Lo que quedó en claro después de la ampliación declaratoria blue de Cristina es que su defensa no fue una respuesta técnica a las definiciones del fiscal. Resultó apenas un tambaleante manifiesto político que no rechazaba la acusación por hechos de corrupción. Solo intentó revelar que había otras personas cometiendo delitos similares. El problema más grave para el Gobierno y para las instituciones es que el desconcierto político de Cristina arrastró al peronismo.
En su impotencia, la Vicepresidenta conservó su capacidad de persuasión y logró que la respaldaran el presidente Alberto Fernández, el ministro Sergio Massa y la CGT, que en su documento construyó una fantasía: que la acusación del fiscal buscaba establecer la existencia de una asociación ilícita entre todos los miembros del Gobierno. Algo parecido, pero más sutil, insinuó el ministro de Economía.
La respuesta de Alberto, disparada a las redes sociales unos segundos después de conocido el pedido de condena contra Cristina, tiene el estilo folclórico que genera tanto fastidio en la Vicepresidenta. Otra vez volvió a apelar a la romántica figura de su padre juez y al supuesto afecto que tiene por una persona con la que se habló solo en un par de oportunidades en los últimos meses.
El más complicado, de todos modos, es Sergio Massa. La debilidad jurídica de Cristina lo obliga a ensayar una defensa pública de la Vicepresidenta y a poner en riesgo la estrategia todavía muy endeble que sostiene su plan contra la inflación, el atraso salarial y la escasez de dólares en el Banco Central. Está claro que Cristina ha presionado al peronismo para que asome el rostro en su defensa.
No le alcanza con ubicar a la militancia rentada en la puerta de su apartamento en la Recoleta, ni con los testimonios de fidelidad de personajes algo devaluados como D’elía, Echarri o el Indio Solari, buscando el protagonismo de tiempos mejores. Todo se degrada en la Argentina cuando se desparrama el ácido del kirchnerismo. El 17 de octubre que imaginan Cristina y el kirchnerismo tiene un objetivo mucho menos épico.
Frenar como sea la condena por corrupción que se cierne sobre la vicepresidenta Cristina Kirchner y sus compinches de acumulación patrimonial. El ex ministro Julio de Vido, el ex secretario de Obras Públicas y lanzador olímpico de bolsos con dólares, José López, y el emprendedor Lázaro Báez, quien fundó su empresa doce días antes de que los Kirchner llegaran al poder.

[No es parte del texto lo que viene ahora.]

PR #234, opened 2017-02-11
Form element components

simonihmig:
@srvance Have a look at this. One could still add some more component tests for the new (private) components (e.g. controls), but all essential things should be covered by the existing FormElement test, so should hopefully be ok to merge. There will probably be some merge conflicts with the bs4 branch, I can resolve them once merged to master...


simonihmig:
Btw, the failed build comes from FastBoot tests not able to run with node 4, because of https://github.com/ember-fastboot/fastboot/pull/125. So not related to any code changes here...

srvance:
A fair amount of internal complexity but it preserves the external simplicity. I think this is probably the most complex part of the addon. From a quick inspection, it looks like a nice set of abstractions for the problem. I'm going to make a couple of minor code review comments, but otherwise, let's go forward with it. I think it also provides all the control points we'll need for the bs4 adaptations. We're due for a merge to the bs4 branch anyway.

addon/components/bs-form/element/control/checkbox.js
```diff
@@ -0,0 +1,35 @@
...
+
+/**
+
+ @class FormElementControlCheckbox
+ @namespace Components
+ @extends Components.FormElementControl
+ @private
+ */
+export default Control.extend({
+  attributeBindings: [
```
srvance: This could get ugly with the global attributes, as well. Same issue we discussed with `nav.anchor`. I think we need to live with it in this case. I considered enhancing `attributeBindings` to allow a hash usage that would allow attribute passthrough, but decided not to go there. But my investigations led me to write the missing documentation for it.

addon/templates/components/bs-form/element.hbs
```diff
@@ -1 +1,65 @@
-{{partial formElementTemplate}}
\ No newline at end of file
+{{#component
```
srvance: Just for formatting, can you bring `layoutComponent` up onto the same line to differentiate the variable with the component being invoked from all the arguments being passed to it?

addon/templates/components/bs-form/element.hbs
```diff
@@ -1 +1,65 @@
...
+  {{#if hasBlock}}
+    {{yield
+      (hash
+        value=value
+        id=formElementId
+        validation=validation
+      )
+    }}
+  {{else}}
+    {{component
```
srvance: Same here.

addon/templates/components/bs-form/element.hbs
simonihmig: done

simonihmig:
@srvance I merged this. But another thing: right now al these new component are declared as private, as they are only used by `bs-form/element` internally. However I was asking myself if it would make sense to make the controls (input, textarea, checkbox) public, like `bs-input` (which was existing before, but was just extending the two-way only `{{input}}` of Ember itself). This way one could use these as standalone (one-way) components where the functionality of a form-element might not be needed. Your thoughts? 

On the other hand I would not want to g as gar as one day duplication the functionality of [ember-one-way-controls](https://github.com/DockYard/ember-one-way-controls). 

We can still go that route any day though, when the need arises.

PR #236, opened 2017-02-14
Modal header components

simonihmig:
Allows for easier customization.


simonihmig:
@srvance I guess that needs another manual merge into `bs4`... is this looking ok to you, regarding BS4 integration?

srvance:
I had to move the close button after the title for the bs4 version of the header. If we can do that for both bs3 and bs4, it will simplify things. Keep this in mind as you merge. Otherwise, this looks good.

srvance:
Oh, and there's also a change of the title tag from an `h4` to an `h5`.

simonihmig:
Ok, thanks. should be no problem then...

PR #1026, opened 2020-04-08
WIP: transpile object spread syntax

jelhan:
I faced an issue that an app was throwing a syntax error in Microsoft Edge after I removed IE11 from build list. Adding the babel transform for it to the addon fixed it.

Object spread syntax is at least used here: https://github.com/kaliber5/ember-bootstrap/blob/44c393a2cd991060a4dab7e55afe5220cf493f54/addon/utils/default-decorator.js#L13

For some reason I was not able to reproduce the issue if doing `yarn link` or using `file:` or `link:` protocol. That wasn't helpful for debugging...

### DIFF
--- a/index.js
+++ b/index.js
@@ -343,5 +343,11 @@ module.exports = {
 
     whitelist.forEach(_addToWhitelist);
     return list;
+  },
+
+  options: {
+    babel: {
+      plugins: ['transform-object-rest-spread']
+    }
   }
 };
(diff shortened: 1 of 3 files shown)


jelhan:
Actually I'm not sure if it really fixed the issue or if I just had a `yarn link` that I wasn't aware of. Please ignore it for now.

Factor patagónico de clarividencia que lo convirtió muy pronto en millonario y gran terrateniente. Hace un mes, Cristina Kirchner había grabado en un acto en la localidad bonaerense de Berisso, con frases oportunas de fans que la elogiaban y el paralelismo con Perón, con aquel 17 de octubre de hace 77 años y el núcleo marketinero de la proscripción como eje argumental. La Vicepresidenta ya se veía venir el pedido de condena de Luciani.
Es por eso que eligió victimizarse para huir hacia adelante, una de sus maniobras políticas preferidas. Dos semanas antes de esa fecha, el 2 de octubre, habrá elecciones en Brasil y Cristina necesita desesperadamente que Lula gane en primera vuelta para poner en marcha la misma novela: de la condena a la presidencia. Es curioso como el peronismo ha quedado atrapado por quince años víctima del Síndrome de Estocolmo con el que lo envuelve Cristina.
Hasta el auditor Miguel Ángel Pichetto salió a decir que las pruebas para condenarla a la Vicepresidenta no son contundentes. Cristina amenaza al peronismo con su sola presencia y el peronismo siente el golpe. Salvo en 2013, cuando Sergio Massa la enfrentó y la venció en elecciones legislativas, el PJ siempre rehuyó el conflicto y ahora se abroquela una vez más para defenderla.